Do I have to use star-delta conversion here or the circuit can be solved without conversion?
I just need a simplified circuit diagram and the rest I can solve. Thanks for any help!

 A: My recommendation is that if you cannot easily simplify a circuit then don’t bother. Just solve it unsimplified. The extra effort to simplify a confusing circuit is rarely worth it.
In this case, since it is drawn as a non-planar circuit, you should use the node voltage approach instead of the mesh currents approach. You could re-draw it as a planar circuit in this case, but with the node voltage approach you don't need to do that.
Simply give each node voltage a variable and write down Kirchoff’s current law at each node. You will get a linear system of four equations in four unknowns, which can be more easily solved (in my experience) than simplifying the original circuit.
A: First combine resistors $R_B$ and $R_C$ as parallel resistors forming resistor $R_{B//C}$.
Next perform a $\Delta-Y$ transform on resistors $R_A$, $R_E$ and $R_{B//C}$. All three of these resistors share a common node; consider the node of resistor $R_A$ that is not the common node to be node $1$, the node of resistor $R_E$ that is not the common node to be node $2$ and the node of resistor $R_{B//C}$ that is not the common node to be node $3$. The $\Delta-Y$ transform takes $R_A$, $R_E$ and $R_{B//C}$ and gives us $R_{1-2}$, $R_{2-3}$ and $R_{3-1}$ corresponding to the node names just provided.
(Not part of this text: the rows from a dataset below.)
PR #4974, opened 2025-02-28
feat(fix): Fixed review convert alignement issue

daviddecentage:
# Motivation

Analogous to PR #4615, and pointed out by @DenysKarmazynDFINITY in https://github.com/dfinity/oisy-wallet/pull/4615#issuecomment-2639592138, we adjust the convert UI by not utilizing the `outer-content` slot

# Changes

Removed div that was intended to be placed in outer-content slot, effectively placing it in the default slot.

# Tests

image


DenysKarmazynDFINITY (approved):
LGTM, thanks

PR #5787, opened 2025-04-10
feat(frontend): Token list filter store

daviddecentage:
# Motivation

For upcoming PR that adds filter functionality to the token list, we add the store for the filter value to be stored in.

# Changes

Added store


src/frontend/src/lib/stores/token-list.store.ts
```diff
@@ -0,0 +1,7 @@
+import { writable } from 'svelte/store';
+
+export interface TokenListStoreData {
```
AntonioVentilii, line 3: do you need to export it for the next PRs?

AntonioVentilii (approved):
LGTM tks!

One non-blocker question

src/frontend/src/lib/stores/token-list.store.ts
daviddecentage, line 3:
```suggestion
interface TokenListStoreData {
```

PR #5797, opened 2025-04-10
feat(frontend): include `vitest` lint rules

AntonioVentilii:
# Motivation

We want to start including the vitest rules provided by the library [eslint-config-oisy-wallet](https://github.com/dfinity/eslint-config-oisy-wallet).

However, we turn the rule [expect-expect](https://github.com/vitest-dev/eslint-plugin-vitest/blob/main/docs/rules/expect-expect.md) off, because we use functions that calls tests and that is not yet supported (nor it will be probably): https://github.com/vitest-dev/eslint-plugin-vitest/issues/697


eslint.config.mjs
```diff
@@ -1,7 +1,17 @@
...
 
 export default [
-	...config,
+	...vitestConfig,
+	...svelteConfig,
+
+	{
+		rules: {
+			// TODO: re-enable this rule when it includes `expect` statements nested in callable functions.
+			'vitest/expect-expect': ['off']
```
peterpeterparker, line 11: Should we turn this off in the eslint-config-oisy-wallet lib?

AntonioVentilii: I was wondering the same, but it was actually a good exercise to have it enabled at first, because there were a few examples where the function was not needed and I moved the tests directly inside the `describe(...)` statements.

The issue for OISY codebase is mostly (90%) around test-function `testDerivedUpdates` that is used around several test modules. I can put ignore for each one, but I thought that maybe this could be a one-shot solution.

It is among the "recommended" rules for the `vitest` lint plugin.

Boh... ultimately no strong opinion on my side, so if you feel it stronger, I can proceed with the removal in the library

peterpeterparker: Makes sense, thanks for the feedback!

peterpeterparker (approved):
LGTM, thx

PR #5798, opened 2025-04-10
test(frontend): add threshold auto-update (ratchet) to vitest coverage

AntonioVentilii:
# Motivation

There is an useful [autoUpdate](https://vitest.dev/config/#coverage-thresholds-autoupdate) option for vitest coverage that updates all threshold values `lines`, `functions`, `branches` and `statements` to configuration file when current coverage is better than the configured thresholds. This option helps to maintain thresholds when coverage is improved.

It is basically a "surrogate" of a possible coverage ratchet suggested by @bitdivine .

# Changes

- Turn `autoUpdate` on in `vitest.config` file.
- Create new CI  workflow to create a PR that updates the coverage thresholds if they improve. It is triggered for any new commit in `main`, since we want to keep up.

# Concurrency Note

If PRs are merged before a new update-threshold-PR, we may lose some increase. For example:

1. Current coverage on `main` is 50% and thresholds are at 50%
2. `PR1` is merged and creates new `Threshold-PR1` of 80% (still being merged)
3. Coverage on `main` is at 80% but thresholds are still not updated
4. `PR2` is being merged too and would create a new `Threshold-PR2` of 70% (but the CI to create it is still running)
5. `PR2` is merged before `Threshold-PR1`
6. Coverage on `main` is somewhere between 70% and 80% (because of both `PR1` and `PR2`).
7. `Threshold-PR1` is rebased with `main` and shows an error, since the thresholds decreased
8. We close `Threshold-PR1` and await for the creation of `Threshold-PR2`

# Tests

Tested manually with https://github.com/dfinity/oisy-wallet/actions/runs/14389041441/job/40351470318 and it created PR https://github.com/dfinity/oisy-wallet/pull/5799


bitdivine (approved):
Cool!  I'm a bit surprised that vitest updates the config file itself and not some separate thresholds file, but whatever works!

PR #5800, opened 2025-04-10
fix(devops): callable deployment workflow is missing secrets as inputs

AntonioVentilii:
# Motivation

The workflow that deploys OISY has become callable (PR https://github.com/dfinity/oisy-wallet/pull/5626), so that the `tag-release.yml` workflow can trigger it.

However I forgot to create the input secrets for the `workflow_call` trigger in the deployment CI, causing an error (see https://github.com/dfinity/oisy-wallet/actions/runs/14361662192).

I included them in this PR.


bitdivine (approved):
Thanks!

PR #5807, opened 2025-04-11
feat(frontend): Adds address boook feature flag

FlavioInacta:
# Motivation

To turn on and off the address book feature in different environments. This will be removed once the address book implementation is complete.

# Changes

Adds `VITE_ADDRESS_BOOK_ENABLED` feature flag


AntonioVentilii (approved):
LGTM tks! Let's remember to add it to the deployment CIs when we have more of it developed

.env.example
```diff
@@ -15,4 +15,5 @@ VITE_AUTH_ALTERNATIVE_ORIGINS=
 VITE_ONRAMPER_API_KEY_DEV=pk_test_
 VITE_ONRAMPER_API_KEY_PROD=pk_prod_
 VITE_SWAP_ACTION_ENABLED=
+VITE_ADDRESS_BOOK_ENABLED=
```
AntonioVentilii, line 18: not necessary to add it here, since it is a temporary flag

PR #5808, opened 2025-04-11
refactor(frontend): use network IDs instead of token IDs for loading addresses

AntonioVentilii:
# Motivation

In the flow to load/verify/certify addresses, we are using the token ID to associate each address. However, it is more correct (or at least consistent), to associate it to the network ID.

# Changes

- Replace all instances of usage of token ID with network ID in the loading flow for addresses.
- Replace all instances of usage of token ID with network ID in the verify flow for addresses.

# Tests

Adapted current tests.


roman-nazaruk (approved):
LGTM

PR #5810, opened 2025-04-11
test(frontend): remove declaration folder form coverage analysis

AntonioVentilii:
# Motivation

It doesn't make real sense to include the `declarations` folder among the path analyzed for vitest coverage, since it is constituted of auto-built external files.


roman-nazaruk (approved):
LGTM

PR #5811, opened 2025-04-11
feat(frontend): Sliding input component

daviddecentage:
# Motivation

For the upcoming token list filter PR we need to create a sliding input that opens over its parent content.

# Changes

- Added condensed variant for inputs
- Export input value so it can be bound
- Added SlidingInput component
- Added SlidingInputBoundary component

# Tests

Sliding input showcasing passing `overflowable-content` slot, responsiveness, clear and outside click functionality:

https://github.com/user-attachments/assets/9984c5ca-c286-4de2-bd41-9918f8f84b51

Sliding input showcasing without `overflowable-content` slot, passing different icon, to be reused anywhere without adjusting to parent element:

https://github.com/user-attachments/assets/64838f7b-395a-4d06-9b75-cf25bbae4d24


src/frontend/src/lib/components/ui/SlidingInput.svelte
```diff
@@ -0,0 +1,112 @@
...
+	import { onMount } from 'svelte';
+	import { fade, slide } from 'svelte/transition';
+	import { afterNavigate } from '$app/navigation';
+	import IconClose from '$lib/components/icons/lucide/IconClose.svelte';
+	import ButtonIcon from '$lib/components/ui/ButtonIcon.svelte';
+	import InputTextWithAction from '$lib/components/ui/InputTextWithAction.svelte';
+	import { SLIDE_PARAMS } from '$lib/constants/transition.constants.js';
+	import { i18n } from '$lib/stores/i18n.store';
+
+	export let testIdPrefix: string;
```
AntonioVentilii, line 12: it can be `undefined` too right?

`export let testIdPrefix: string | undefined = undefined`

src/frontend/src/lib/components/ui/SlidingInput.svelte
```diff
@@ -0,0 +1,112 @@
...
+	export let ariaLabel: string;
+
+	let visible = false;
+
+	let button: HTMLButtonElement | undefined;
+	let inputElement: HTMLInputElement | undefined;
+
+	const handleOpen = (e?: Event) => {
+		e?.stopPropagation();
+		if (visible) {
```
AntonioVentilii, line 25: isn't it always defined?

```suggestion

	const handleOpen = (e: Event) => {
		e.stopPropagation();
		if (visible) {
```

src/frontend/src/lib/components/ui/SlidingInput.svelte
```diff
@@ -0,0 +1,112 @@
...
+			handleClose();
+		} else {
+			inputElement?.focus();
+			visible = true;
+		}
+	};
+
+	const handleClose = () => {
```
AntonioVentilii, line 33: maybe this should be `handleExternalClick`?

src/frontend/src/lib/components/ui/SlidingInput.svelte
```diff
@@ -0,0 +1,112 @@
...
+			}
+		}, 1);
+	});
+</script>
+
+<div class="z-3 absolute right-0 w-full">
+	{#if visible}
+		<div
+			in:slide={{ ...SLIDE_PARAMS, axis: 'x' }}
+			out:fade={SLIDE_PARAMS}
```
AntonioVentilii, line 68: can you give `SLIDE` params to `fade`? if so, better to explicit pass the params, instead of using `SLIDE_PARAMS`

src/frontend/src/lib/styles/global/gix.scss
```diff
@@ -122,6 +123,10 @@ div.input-field input[id] {
 	padding: var(--padding-1_5x);
 }
 
+.input-field.condensed input {
```
AntonioVentilii, line 126: can this go directly inside the new component?

src/frontend/src/lib/styles/global/gix.scss
```diff
@@ -42,6 +42,7 @@
 	--focus-border-color: var(---color-border-brand-primary);
 	--input-border-color: var(--color-border-primary);
 	--input-border-size: 1px;
+	--input-width: 100%;
```
AntonioVentilii, line 45: have you checked if this changes the other usages of input?

src/frontend/src/lib/components/ui/SlidingInputBoundary.svelte
```diff
@@ -0,0 +1,9 @@
+<!--
+	We need this boundary element to define how far out the SlidingInput can go.
+-->
+<div class="relative flex w-full">
+	<div class="flex pr-12">
+		<slot name="content" />
+	</div>
+	<slot name="input" />
+</div>
```
AntonioVentilii, line 9: this component can go directly in another PR, no? it is not related to the new component

Meaning, the new component should work by itself, otherwise you can merge this one there, or not?

src/frontend/src/lib/components/ui/SlidingInput.svelte
```diff
@@ -0,0 +1,112 @@
...
+		{ariaLabel}
+		testId={`${testIdPrefix}-open-btn`}
+	>
+		<slot name="icon" slot="icon" />
+	</ButtonIcon>
+</div>
+
+{#if visible && inputValue === ''}
+	<div class="fixed bottom-0 left-0 right-0 top-0 z-0">
+		<Backdrop invisible on:nnsClose={handleClose} />
```
AntonioVentilii, line 110: isn't the backdrop already `fixed bottom-0 left-0 right-0 top-0 z-0`? honest question

src/frontend/src/lib/components/ui/SlidingInput.svelte
```diff
@@ -0,0 +1,112 @@
...
+		// instead of dispatching an event from the parent component using this component
+		setTimeout(() => {
+			if (inputValue === '') {
+				handleClose();
+			}
+		}, 1);
+	});
+</script>
+
+<div class="z-3 absolute right-0 w-full">
```
AntonioVentilii, line 64: this `div` should not be `absolute` nor have specific positions on `z-index`, otherwise it is difficult to re-use

src/frontend/src/lib/components/ui/SlidingInput.svelte
```diff
@@ -0,0 +1,112 @@
...
+	{#if visible}
+		<div
+			in:slide={{ ...SLIDE_PARAMS, axis: 'x' }}
+			out:fade={SLIDE_PARAMS}
+			class="input-field condensed absolute right-0 -mt-[11px] mr-[1px] flex w-full overflow-hidden transition-all duration-300 md:w-[250px]"
```
AntonioVentilii, line 69:
```suggestion
			class="input-field condensed absolute right-0 -mt-[11px] mr-px flex w-full overflow-hidden transition-all duration-300 md:w-[250px]"
```

AntonioVentilii, line 69: `w-[250px]` is too specific i think... shouldn't it be more responsive? or you meant `max-w` ?

AntonioVentilii, line 69: why the transitions if you already have the svelte transitions?

src/frontend/src/lib/components/ui/SlidingInput.svelte
```diff
@@ -0,0 +1,112 @@
...
+				autofocus
+			/>
+			{#if inputValue !== ''}
+				<div
+					class="transition-bg duration-250 top-3.25 absolute right-12 bg-primary"
+					transition:fade
+				>
+					<ButtonIcon
+						ariaLabel={$i18n.core.text.clear_filter}
+						styleClass="text-tertiary"
```
AntonioVentilii, line 86: i think there is the prop `colorStyle` to be used here. Or the color pallet is another one?

AntonioVentilii (commented):
I really like this component! Some observations:

src/frontend/src/lib/components/ui/SlidingInput.svelte
daviddecentage: 250px is basically the minimum/default width. On smaller screens it goes to w-full

src/frontend/src/lib/components/ui/SlidingInput.svelte
daviddecentage: no, its also used in handleOpen, onMount and afterNavigate, not only on externalClick

src/frontend/src/lib/components/ui/SlidingInput.svelte
daviddecentage: not when we open it in the onMount. But we dont need the stopPropagation anymore I remove it

src/frontend/src/lib/components/ui/SlidingInput.svelte
daviddecentage: Its a prefix, if we dont pass the testIds will be "-open-btn" and "-clear-btn`"

src/frontend/src/lib/components/ui/SlidingInput.svelte
daviddecentage: updated

src/frontend/src/lib/components/ui/SlidingInput.svelte
daviddecentage: updated

src/frontend/src/lib/components/ui/SlidingInput.svelte
daviddecentage: No, without that it will just be the size of the wrapper element where this is placed in

src/frontend/src/lib/styles/global/gix.scss
daviddecentage: I checked and couldnt find any differences as all inputs are 100% width anyways. For some reason here it wasnt filling 100% though

src/frontend/src/lib/styles/global/gix.scss
daviddecentage: No, we need to force it over the gix components own styling

src/frontend/src/lib/components/ui/SlidingInput.svelte
daviddecentage: Its different

src/frontend/src/lib/components/ui/SlidingInput.svelte
AntonioVentilii: you can give a default that is not `undefined` or not set the test id if nullish. We do something similar in the other components whe

src/frontend/src/lib/components/ui/SlidingInput.svelte
```diff
@@ -0,0 +1,129 @@
...
+
+	afterNavigate(() => {
+		// By setting a timeout of 1ms we make sure it runs after any parent components afterNavigate that uses this component.
+		// This works because normal function calls take precedent over timeout functions
+		// Can be useful to trigger the condition "handleClose if empty inputValue" by setting the bound input value to empty string
+		// instead of dispatching an event from the parent component using this component
+		setTimeout(() => {
+			if (inputValue === '') {
+				handleClose();
+			}
```
AntonioVentilii, line 62: if i understand correctly the logic here you can do simply

```ts
if (inputValue === '') {
				visible=== false;
			}
```
			
no? since the `handleClose` checks for `inputValue` too. Or do you plan on expanding `handleClose`?

src/frontend/src/lib/components/ui/SlidingInput.svelte
```diff
@@ -0,0 +1,129 @@
...
+
+	let hasOverflowableSlot: boolean;
+	$: hasOverflowableSlot = nonNullish($$slots['overflowable-content']);
+
+	let visible = false;
+
+	let button: HTMLButtonElement | undefined;
+	let inputElement: HTMLInputElement | undefined;
+
+	const handleOpen = () => {
```
AntonioVentilii, line 27: `handleToggle`? or `handleOnClick`? (since you both close and open)

src/frontend/src/lib/components/ui/SlidingInput.svelte
daviddecentage: right, updated

src/frontend/src/lib/components/ui/SlidingInput.svelte
```diff
@@ -0,0 +1,129 @@
...
+	import { i18n } from '$lib/stores/i18n.store';
+
+	export let testIdPrefix: string;
+	export let inputValue: string;
+	export let inputPlaceholder: string | undefined;
+	export let disabled = false;
+	export let ariaLabel: string;
+
+	let hasOverflowableSlot: boolean;
+	$: hasOverflowableSlot = nonNullish($$slots['overflowable-content']);
```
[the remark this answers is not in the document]
daviddecentage: You cant mix reactive vars and new props, so I had to refactor the props definitions to svelte 5 as well

src/frontend/src/lib/components/ui/SlidingInput.svelte
daviddecentage: updated naming

AntonioVentilii (approved):
LGTM tks!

Notice now $R_{2-3}$ and $R_D$ are in parallel so we combine them to form $R_{\alpha}$
Now we see that $R_{1-2}$ and $R_G$ are in parallel we combine them to form $R_{\beta}$, and also $R_{3-1}$ and $R_F$ are in parallel we combine them to form $R_{\gamma}$.
From here equivalent resistance seen by the voltage source is clearly $(R_{\alpha}+R_{\gamma})//R_{\beta}+R_H+R_I$
A: When you have such seemingly complex circuits, the best way to approach the problem is to name each node and see which elements are in series and parallel. Keep on finding the equivalent resistances of groups of elements like the two resistors in parallel on the extreme right of the circuit. When you hit a hurdle, use star-delta transformations to simplify the configurations.
A: I would define 5 current loops (making sure that each resistor is in at least one loop). Then write 5 voltage loop equations (summing voltage drops). Solve for the currents.